Robots.txt is case sensitive!

What are robots?

Robots, crawlers, spiders or agents are programs which are used to traverse the wobbly world wide web automatically, taking note on which content is where. Search engines use these programs to index content for their indices, spammers use them to scrape content for their own sites, or even to crawl the web for email addresses to spam you even more. Understanding of how search robots work is an intrinsic part of SEO!

What is robots.txt?

Robots.txt is a file which, when placed in the root of a publicly available webserver, tells search engine robots and agents which content they can and cannot/should and shouldn’t access. It can be used to block access to members’ only directories for example, or pages which nobody should really be finding through search engines, or, as I was trying to do earlier today, block search engines from indexing pages which are a part of your affiliate system or associated with an affiliate ID.

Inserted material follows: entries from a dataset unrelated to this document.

PR #680, opened 2024-11-11
fix: Dataset.iterate_items

Pijukatel:
Missing await to return AsyncIterator instead of coroutine.


janbuchar:
Awesome! Could you add a simple test case to make sure this doesn't happen again?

What is an affiliate system?

Many e-businesses run affiliate systems, which can be described as an semi-automated process by which the e-business takes referrals from partner websites, and remunerates them for any transactions that result from the referral. Having worked in the online gaming industry for over 10 years now, I’m quite familiar with many of them, as they an intricate part of just about every online gambling business model.

Most affiliate systems use standard html links which contain affiliate ID parameters in order to track referrals from their partner or affiliated sites. Anyone who clicks the link which contains the affiliate parameters will be associated with that affiliate’s account. If they go on to purchase something from the site, the affiliate will take their share of that revenue.

Search engine optimisation and brand protection

This is leading somewhere, I promise!

Many companies, when taking on an SEO consultant, agency or in-house employee, go straight for the proverbial jugular. They want to target the big, juicy keywords which will drive mountains of good, converting, valuable traffic. Because of this, they usually overlook the basics, ensuring you’re dominating the search results for your brand names. Imagine, if you will, the panic in the office this morning, when after no more than a few hours, I spot a discrepancy in our brand term search results: an affiliate tracked URL is ranking in second spot, taking a nice bounty per referral as well as a share of any future revenue from any clients that came through that link!

SEO, brand protection and affiliate URLs

Whoever was in here before me, had not taken the time to ensure that search engines, and especially Google (ye olde search dominator) were not allowed to index URLs tagged with affiliate IDs. Due to the high volume of traffic this affiliate was sending through his affiliate ID, that URL got indexed for our brand name, and is still ranking in second place. I immediately submitted a removal request, and asked for a change to the robots.txt to ensure that affiliate parameters were blocked from this point forward… the reply: “what robots.txt?”

Robots.txt to block affiliate IDs

Given the fact the content/web developer people here hadn’t implemented one, and the urgency required to get this resolved, I quickly typed up a robots.txt file for them to upload… ran it through the nicely-provided-by-Google testing utility:

Allowed by line 5: Disallow:

But what about line 6 you stupid test tool? The one that says:

Disallow: /?affid=*

No amount of fiddling would get it to work! I tried and tried and tried. And then I tested a second URL, one I typed up myself, and not copied and pasted:

Blocked by line 6: Disallow: /?affid=*

And that is when it struck me… affid and affId are two completely, and utterly different things according to robots.txt… why? Because ROBOTS.TXT IS BLOODY CASE SENSITIVE!